++++ Records to process ++++
PR #158, opened 2020-03-08
Added data_files to setup.py

e-leclercq:
I added a data_files line to your setup.py, so the man page gets installed with git-gud.


benthayer:
It turns out the issue we were having with this was just with `pip install -e .` When you remove the `-e`, things are fine.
++++
▶ **Exercise**
Your answer should hold the line with "Added data_files to setup.py" and each line after it to the end of the data, retyped exactly. Include no other lines.

▶ **Response for this exercise**
Added data_files to setup.py

e-leclercq:
I added a data_files line to your setup.py, so the man page gets installed with git-gud.


benthayer:
It turns out the issue we were having with this was just with `pip install -e .` When you remove the `-e`, things are fine.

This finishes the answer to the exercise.